Therapeutically targeting estrogen receptors may have a limiting effect on eosinophils, ILC2 and potentially other immune populations that may improve asthma symptoms in those females that experience perimenstrual worsening of asthma, with the caveat, that long-term use of estrogens or hormone receptor modulators may be detrimental to the lung microenvironment over time.
哮喘是一种慢性气道疾病,在生育期女性中比男性更为常见。人群研究表明,长期口服避孕药可降低生育年龄女性哮喘的发病风险。在本研究中,我们假设稳定状态的雌激素水平可降低气道炎症和对乙酰甲胆碱激发的气道高反应性。
对去卵巢 BALB/c 小鼠(Ovx)进行皮下激素植入(雌激素,Ovx-E2),以提供稳定水平的雌激素[68±2pg/ml]或安慰剂植入(Ovx-Placebo),然后进行卵清蛋白致敏和激发。在与乙酰甲胆碱激发同时,进行免疫表型分析,将炎症蛋白和免疫细胞与通过侵入性肺力学技术测量的更好或更差的肺功能结果相关联。

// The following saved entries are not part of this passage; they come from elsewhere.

PR #807, opened 2022-11-28
refinement for internal build about `blade gemm` and `compute intensive fusion`

Orion34-lanbo:
blade gemm is not needed for `compiler` side build, thus remove related build logic.

### DIFF
--- a/scripts/python/tao_build.py
+++ b/scripts/python/tao_build.py
@@ -133,8 +133,6 @@ def restore_gcc_conf(args):
 
 
 def configure_compiler(root, args):
-    config_blade_gemm(root, args)
-
     def _action_env(key, value, cmd="build"):
         f.write(f"{cmd} --action_env {key}={value}\n")
     # configure tensorflow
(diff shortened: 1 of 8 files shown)


minminsun (dismissed):

scripts/python/tao_build.py
```diff
@@ -170,35 +168,6 @@ def _action_env(key, value, cmd="build"):
     configure_compiler_platform_alibaba(root, args)
     logger.info("Stage [configure compiler] success.")
 
-def config_blade_gemm(root, args):
```
qiuxiafei, line 173: just ensure blade_gemm built here is never used ?

qiuxiafei (approved):
LGTM with minor comments.

scripts/python/tao_build.py
Orion34-lanbo: This is for `tao_compiler` build, I have checked with @minminsun this is no not needed.

PR #813, opened 2022-11-29
[Quantization] Add bias quant

linbinskn:
The target of this pr is to be compatible with int8 kernel implementation, namely int32 biasadd for cpu and int8 biasadd for gpu.

### DIFF
--- a/pytorch_blade/tests/disc/pdl/test_torchscipt_to_mhlo/test_quantization.py
+++ b/pytorch_blade/tests/disc/pdl/test_torchscipt_to_mhlo/test_quantization.py
@@ -63,8 +63,6 @@ class TestLinear(CPUDiscPdlQuantizationTestCase):
                     self.activation_quant_min, self.activation_quant_max
                 )
                 return x
-        if self.device == torch.device('cuda'):
-            return
         model = Model().eval().to(self.device)
         inp = torch.randn(1, 2, 128).to(self.device)
         traced_model = torch.jit.trace(model, inp)
--- a/pytorch_blade/tests/disc/pdl/test_torchscipt_to_mhlo/test_quantization.py
+++ b/pytorch_blade/tests/disc/pdl/test_torchscipt_to_mhlo/test_quantization.py
@@ -1,5 +1,3 @@
-
-
 # Copyright 2021 The BladeDISC Authors. All rights reserved.
 # Licensed under the Apache License, Version 2.0 (the "License");
 # you may not use this file except in compliance with the License.
--- a/pytorch_blade/tests/disc/pdl/test_torchscipt_to_mhlo/test_quantization.py
+++ b/pytorch_blade/tests/disc/pdl/test_torchscipt_to_mhlo/test_quantization.py
@@ -159,8 +159,6 @@ class TestGPULinear(GPUDiscPdlQuantizationTestCase):
                     self.activation_quant_min, self.activation_quant_max
                 )
                 return x
-        if self.device != torch.device('cuda'):
-            return
         model = Model().eval().to(self.device)
         inp = torch.randn(1, 2, 128).to(self.device)
         traced_model = torch.jit.trace(model, inp)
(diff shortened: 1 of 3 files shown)


chenbohua3:
I think it is better to construct a stand-alone pdll file to support bias with fake-quant, since it is not a common way.

linbinskn:
> I think it is better to construct a stand-alone pdll file to support bias with fake-quant, since it is not a common way.

Only add gpu bias quant this pr. Final solution will be discussed later.

pytorch_blade/tests/disc/pdl/test_torchscipt_to_mhlo/test_quantization.py
```diff
@@ -63,7 +63,8 @@ def forward(self, x):
                     self.activation_quant_min, self.activation_quant_max
                 )
                 return x
-
+        if self.device == torch.device('cuda'):
```
chenbohua3, line 66: It is better to build different base classes for different device (e.g. gpu and cpu) to enable testing on the respective hardware. Also, skip test using `return` may not be a good idea, use the api of `unitest` instead

qiuxiafei:
Just adding tests?

linbinskn:
> Just adding tests?

In addition to add test, it also modifies and adds pdll files.

pytorch_blade/tests/disc/pdl/test_torchscipt_to_mhlo/test_quantization.py
linbinskn: Have rebased. Also add the following rewrite pattern for gpu kernel implementation. The equality between original graph and rewritten graph is not strict. 
    #  weight -> fake-quant  \
    #  input  -> fake-quant -> linear -> fake-quant -> output
    #                   bias /
    #
    # rewrited graph:
    #
    #  weight -> quant  \
    #  input  -> quant -> qgemm -> dequant -> output
    #  bias   -> quant  /

wyzero (dismissed):

wyzero (dismissed):

pytorch_blade/tests/disc/pdl/test_torchscipt_to_mhlo/test_quantization.py
chenbohua3: remove this codes?

linbinskn: done

pytorch_blade/tests/disc/pdl/test_torchscipt_to_mhlo/test_quantization.py
```diff
@@ -1,3 +1,5 @@
+
```
chenbohua3, line 1: remove these empty lines

pytorch_blade/tests/disc/pdl/test_torchscipt_to_mhlo/test_quantization.py
```diff
@@ -294,10 +488,9 @@ def forward(self, x):
...
   }
 }
-
         """
         self._test_torchscipte_to_mhlo(traced_model._c, expect_str, self.pdll_files, enable_int8=True)
 
 
 if __name__ == "__main__":
-    unittest.main()
+    unittest.main()
```
chenbohua3, line 496: Although we do not enable python style check in this repo, it is better for each developer to obey the pep8 rules. There should be an empty line in the end of each python file

pytorch_blade/tests/disc/pdl/test_torchscipt_to_mhlo/test_quantization.py
linbinskn: Done.

pytorch_blade/tests/disc/pdl/test_torchscipt_to_mhlo/test_quantization.py
linbinskn: Agree with you, have modified.

chenbohua3 (approved):

PR #819, opened 2022-11-29
[Quantization][PDL] pdll qgemm kernel for x86 and a e2e test

chenbohua3:
1. a pdl qgemm kernel with bias support (rank=2 for operand 1)
2. a e2e test case for x86 platform with acc check

### DIFF
--- a/tao_compiler/mlir/xla/ral/context/common_context_impl_quantization.cc
+++ b/tao_compiler/mlir/xla/ral/context/common_context_impl_quantization.cc
@@ -10,7 +10,6 @@
 // limitations under the License.
 
 #if defined(TAO_CPU_ONLY)
-
 #include <thread>
 
 #include "tensorflow/compiler/mlir/xla/ral/context/common_context_impl_mkldnn.h"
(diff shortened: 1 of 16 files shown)


tao_compiler/mlir/xla/ral/context/common_context_impl_quantization.cc
```diff
@@ -726,6 +725,102 @@ void ral_qgemm_onednn_s8_s8_s8_per_channel(
...
+  ideep::tensor input_t{dims{m, k}, ideep::data_type::s8,
+                        tp_a ? format_tag::ba : format_tag::ab, input.data};
+  ideep::tensor weight_t{dims{k, n}, ideep::data_type::s8,
+                         tp_b ? format_tag::ba : format_tag::ab, weight.data};
+  ideep::tensor bias_t{dims{1, n}, ideep::data_type::f32, format_tag::ab,
+                       bias.data};
+  ideep::tensor output_t{dims{m, n}, ideep::data_type::s8, format_tag::ab,
+                         result.data};
+
+  std::vector<float> input_scales({inputScales.data[0]});
```
wyzero, line 791: If not online quantization, scale/zero_points are all constants. One possible optimization is to make these settings as attributes instead of inputs of the kernel. And then `input_scales ` and all other similar settings can be cached to reduce overhead. This can also help to reduce const op dispatch overhead in DISC. Current implementation is ok for PR and we may choose to do it in the future.

tao_compiler/mlir/xla/ral/context/common_context_impl_quantization.cc
```diff
@@ -726,6 +725,102 @@ void ral_qgemm_onednn_s8_s8_s8_per_channel(
   timer.Stop();
 }
 
+MemRefType<int8_t, 2> ral_pdll_qgemm_onednn_s8_s8_s8_per_channel(
+    ExecutionContext* ctx, opaque_t /*stream_handle*/,
+    MemRefType<int8_t, 2> input, MemRefType<int8_t, 2> weight,
+    MemRefType<float, 1> bias, MemRefType<float, 0> inputScales,
```
wyzero, line 731: so the bias input is not quantized as other inputs?

tao_compiler/mlir/xla/ral/context/common_context_impl_quantization.cc
chenbohua3: Agree, I will optimize the implementation in the future pr.

tao_compiler/mlir/xla/ral/context/common_context_impl_quantization.cc
chenbohua3: yes, leave it to oneDNN to convert it s32 using the scale we passed to

wyzero (approved):

PR #820, opened 2022-11-30
fix build with deeprec-gpu

Orion34-lanbo:


tao_compiler/mlir/xla/ral/context/stream_executor_based_impl.cc
```diff
@@ -1392,6 +1392,9 @@ Status RunCudnnConvolution<int8_t>(
     se::DeviceMemoryBase& result_buffer,
     se::ScratchAllocator* scratch_allocator, se::Stream* stream,
     se::dnn::ProfileResult* profile_result) {
+#if defined(TF_IS_DEEPREC)
```
qiuxiafei, line 1395: DeepRec doesn't support `RunCudnnConvolution` ?

Orion34-lanbo: DeepREC is tf-1.15, which does not support `RunCudnnConvolution` with `int8_t` type.

PR #833, opened 2022-12-05
Fix getting wrong source root path when building pytorch_blade

bikekiller:
pytorch_blade created a symbolic link to common_setup.py which use os.path.abspath() to get absolute path for itself. This make get_source_root_dir() return incorrect path to the BladeDISC source root when building pytorch_blade.

### DIFF
--- a/scripts/python/common_setup.py
+++ b/scripts/python/common_setup.py
@@ -536,8 +536,12 @@ def internal_tao_bridge_dir():
 def link_dirs(dst_dir, src_dir):
     execute("rm -rf {0} && ln -s {1} {0}".format(dst_dir, src_dir))
 
-def try_import_from_platform_alibaba(module_name):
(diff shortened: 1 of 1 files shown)


scripts/python/common_setup.py
```diff
@@ -536,8 +536,12 @@ def internal_tao_bridge_dir():
 def link_dirs(dst_dir, src_dir):
     execute("rm -rf {0} && ln -s {1} {0}".format(dst_dir, src_dir))
 
-def try_import_from_platform_alibaba(module_name):
-    build_scripts_dir = os.path.join(internal_root_dir(), "platform_alibaba", "scripts", "python")
+def try_import_from_platform_alibaba(module_name, disc_root=None):
+    if disc_root is None:
+        root = internal_root_dir()
+    else:
+        root = os.path.join(disc_root, os.path.pardir)
```
wyzero, line 543: why not use disc_root directly?

wyzero (approved):
LGTM. thanks~

PR #984, opened 2024-11-12
Access the default split pattern from the parser instead of the config

bkiahstroud:
Transfer responsibility of accessing the split pattern from the config to the `ApplicationParser`. This enables the default split pattern to be overwritten

Hyku will soon get an `Account` setting that allows for per-tenant overrides for the default split pattern. This change enables that feature

The default value is still set in the config. Existing installations should see no difference in behavior; this change is backwards-compatible


bkiahstroud:
The [sister Hyku PR](https://github.com/samvera/hyku/pull/2380) for this change was closed / replaced by:
- https://github.com/samvera/hyku/pull/2384

PR #991, opened 2024-12-06
Fixes issues with filesets exporting in Valkyrie

sephirothkod:
Fixes issues with FileSets exporting in Valkyrie versions of Hyrax/Hyku

refs #990 

- demodulized the solr fileset call and wrapped it in quotes so that it doesn't throw solr errors.
- added fileset name call for valkyrie. verifies mime type like in the original non-valkyrie version. (this was previously noted as possibly not working with valkyrie. the errors didn't show because the initial solr error prevented filesets from being found in solr in the first place)

### DIFF
--- a/app/parsers/bulkrax/parser_export_record_set.rb
+++ b/app/parsers/bulkrax/parser_export_record_set.rb
@@ -173,7 +173,7 @@ module Bulkrax
       # @see https://github.com/samvera/hyrax/blob/64c0bbf0dc0d3e1b49f040b50ea70d177cc9d8f6/app/indexers/hyrax/work_indexer.rb#L15-L18
       def file_sets
         @file_sets ||= ParserExportRecordSet.in_batches(candidate_file_set_ids) do |batch_of_ids|
-          fsq = "has_model_ssim:#{Bulkrax.file_model_internal_resource} AND id:(\"" + batch_of_ids.join('" OR "') + "\")"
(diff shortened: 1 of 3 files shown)


app/parsers/bulkrax/parser_export_record_set.rb
```diff
@@ -173,7 +173,7 @@ def collections
       # @see https://github.com/samvera/hyrax/blob/64c0bbf0dc0d3e1b49f040b50ea70d177cc9d8f6/app/indexers/hyrax/work_indexer.rb#L15-L18
       def file_sets
         @file_sets ||= ParserExportRecordSet.in_batches(candidate_file_set_ids) do |batch_of_ids|
-          fsq = "has_model_ssim:#{Bulkrax.file_model_internal_resource} AND id:(\"" + batch_of_ids.join('" OR "') + "\")"
+          fsq = "has_model_ssim:\"#{Bulkrax.file_model_internal_resource.demodulize}\" AND id:(\"" + batch_of_ids.join('" OR "') + "\")"
```
bkiahstroud, line 176: What does `#demodulize` do?

orangewolf (approved):

app/parsers/bulkrax/parser_export_record_set.rb
sephirothkod: It removes the module from a class name. So Hyrax::FileSet would become just FileSet. Which is how Solr stores filesets. If there isn't a module to remove it will do nothing.

PR #994, opened 2024-12-10
Add guard to uploaded_files migration

kirkkwang:
This commit will check if uploaded_files is a table before adding the file_name column to it.  In a Hydra application, it is not so this was crashing.

### DIFF
--- a/db/migrate/20240806161142_add_file_name_to_uploaded_files.rb
+++ b/db/migrate/20240806161142_add_file_name_to_uploaded_files.rb
@@ -1,7 +1,5 @@
 class AddFileNameToUploadedFiles < ActiveRecord::Migration[5.2]
   def change
-    if table_exists?(:uploaded_files)
-      add_column :uploaded_files, :filename, :string unless column_exists?(:uploaded_files, :filename)
-    end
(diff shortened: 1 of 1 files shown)


db/migrate/20240806161142_add_file_name_to_uploaded_files.rb
```diff
@@ -1,5 +1,7 @@
 class AddFileNameToUploadedFiles < ActiveRecord::Migration[5.2]
   def change
-    add_column :uploaded_files, :filename, :string unless column_exists?(:uploaded_files, :filename)
+    if table_exists?(:uploaded_files)
+      add_column :uploaded_files, :filename, :string unless column_exists?(:uploaded_files, :filename)
+    end
```
orangewolf, line 5:
```suggestion
    add_column :uploaded_files, :filename, :string if table_exists?(:uploaded_files) && !column_exists?(:uploaded_files, :filename)
```

orangewolf: either this or do both in the `if` block. don't do both `if` and `unless`

orangewolf (changes requested):
see code suggestion

kirkkwang:
Sounds good

orangewolf (approved):

PR #1004, opened 2025-01-15
guard file uploader js to only execute when needed

orangewolf:


ShanaLMoore (approved):
confirmed that this works against hyku main

PR #1018, opened 2025-02-27
pass mkdir when first referencing unzip path in `#untar`

bkiahstroud:
This fixes a bug where `File.directory?` was being called on `nil` because the unless statement was running before the `Dir.mkdir` statement, which was supposed to create the new dir


kirkkwang (approved):

bkiahstroud:
rubocop is failing for unrelated reasons that will be resolved by #1020, merging

PR #1021, opened 2025-02-27
re-fix `#untar` to correctly create dir

bkiahstroud:
I got a false positive when testing this locally for #1018, the `mkdir` flag is needed for both `importer_unzip_path` invocations


kirkkwang (approved):

kirkkwang:
Okay that makes sense

PR #1022, opened 2025-03-06
Replace spaces with underscores in filenames

bkiahstroud:
When imported metadata is parsed, filenames containing spaces have those spaces replaced with underscores. Before this commit, this would cause the entire importer to fail since the importer thought it didn't have the file at all ("file name.jpg" != "file_name.jpg"). If we're coercing the metadata, it only makes sense to coerce the filenames as well

### DIFF
--- a/app/jobs/bulkrax/importer_job.rb
+++ b/app/jobs/bulkrax/importer_job.rb
@@ -30,6 +30,7 @@ module Bulkrax
       return unless parser.file? && parser.zip?
 
       parser.unzip(parser.parser_fields['import_file_path'])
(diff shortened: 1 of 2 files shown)


bkiahstroud:
One could argue this is a new feature, not a bug fix. What do others think?

laritakr:
> One could argue this is a new feature, not a bug fix. What do others think?

Did we used to handle filenames with spaces? If so it's definitely a bug fix. 

But I tend to see it as a bug fix anyway because not having this causes the importer to fail without letting the user see why.

laritakr (approved):
A much needed fix!

PR #1025, opened 2025-04-04
Bulkrax editing without model

laritakr:
# Summary

https://github.com/samvera/bulkrax/issues/1024

This commit allows a CSV importer edit to find the object to edit by the identifier rather than requiring the class. 

# Behavior before change

If a CSV did not include the model, the edit would create new valkyrie works using the defined default model. This resulted in two works in the resource table, with only the newer one indexed. The new work would only contain the metadata present in the edit CSV. The prior work was left untouched.

# Behavior after change

The source identifier alone is adequate to find the object to edit, and the importer view shows the correct model name when it links to the edited object.

(Note that it still shows the default type above the raw and parsed metadata)

<details>
<summary>Screenshot</summary>

Screenshot 2025-04-04 at 3 46 07 PM

</details>

### DIFF
--- a/app/factories/bulkrax/object_factory.rb
+++ b/app/factories/bulkrax/object_factory.rb
@@ -91,7 +91,7 @@ module Bulkrax
     # @note HEY WE'RE USING THIS FOR A WINGS CUSTOM QUERY.  BE CAREFUL WITH
     #       REMOVING IT.
     #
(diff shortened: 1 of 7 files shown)


orangewolf (approved):
go LaRita! I knew you could do it =-D

laritakr:
> go LaRita! I knew you could do it =-D

There's still apparently some sort of bug due to slugs so I had to move it back to draft for now.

组织学分析显示,在去卵巢(OVX)动物中,总细胞浸润和气道周围黏液染色增加,导致稳定状态雌激素植入(OVX-E2-OVA)的动物比其他组(包括女性假手术操作(F-INTACT-OVA)和 OVX 植入安慰剂(OVX-Pl-OVA))的炎症评分更高。与 F-INTACT-OVA 相比,OVA 雾化气管内乙酰甲胆碱激发后,OVX-E2-OVA 中的气道阻力(Rrs)和肺弹性阻力(Ers)增加。免疫表型分析显示,在所有实验中,稳定状态的雌激素均减少了 BAL 中的 CD3+T 细胞、CD19+B 细胞、ILC2 和嗜酸性粒细胞。虽然这些常见的过敏细胞在 BAL 或气道中减少,但在剩余的肺组织中,中性粒细胞、CD3+T 细胞或 CD19+B 细胞没有变化。同样,与 F-INTACT-OVA 小鼠相比,OVX-E2-OVA 处理的动物的 BAL 中的炎症细胞因子(IL-5 和 IL-13)也减少,但在肺组织中,IL-5、IL-13 和 IL-33 在 OVX-E2-OVA 和 F-INTACT OVA 小鼠中是可比的。从肺中分离出 ILC2,并使用外源性 IL-33 刺激它们。当它们从 OVX-E2-OVA 动物中分离出来时,这些 ILC2 的细胞因子和趋化因子表达减少,表明稳定状态的雌激素抑制了 IL-33 介导的 ILC2 激活。
靶向雌激素受体的治疗可能对嗜酸性粒细胞、ILC2 和潜在的其他免疫细胞有一定的限制作用,这可能会改善那些经历经前期哮喘恶化的女性的哮喘症状,但需要注意的是,长期使用雌激素或激素受体调节剂可能会随着时间的推移对肺部微环境造成损害。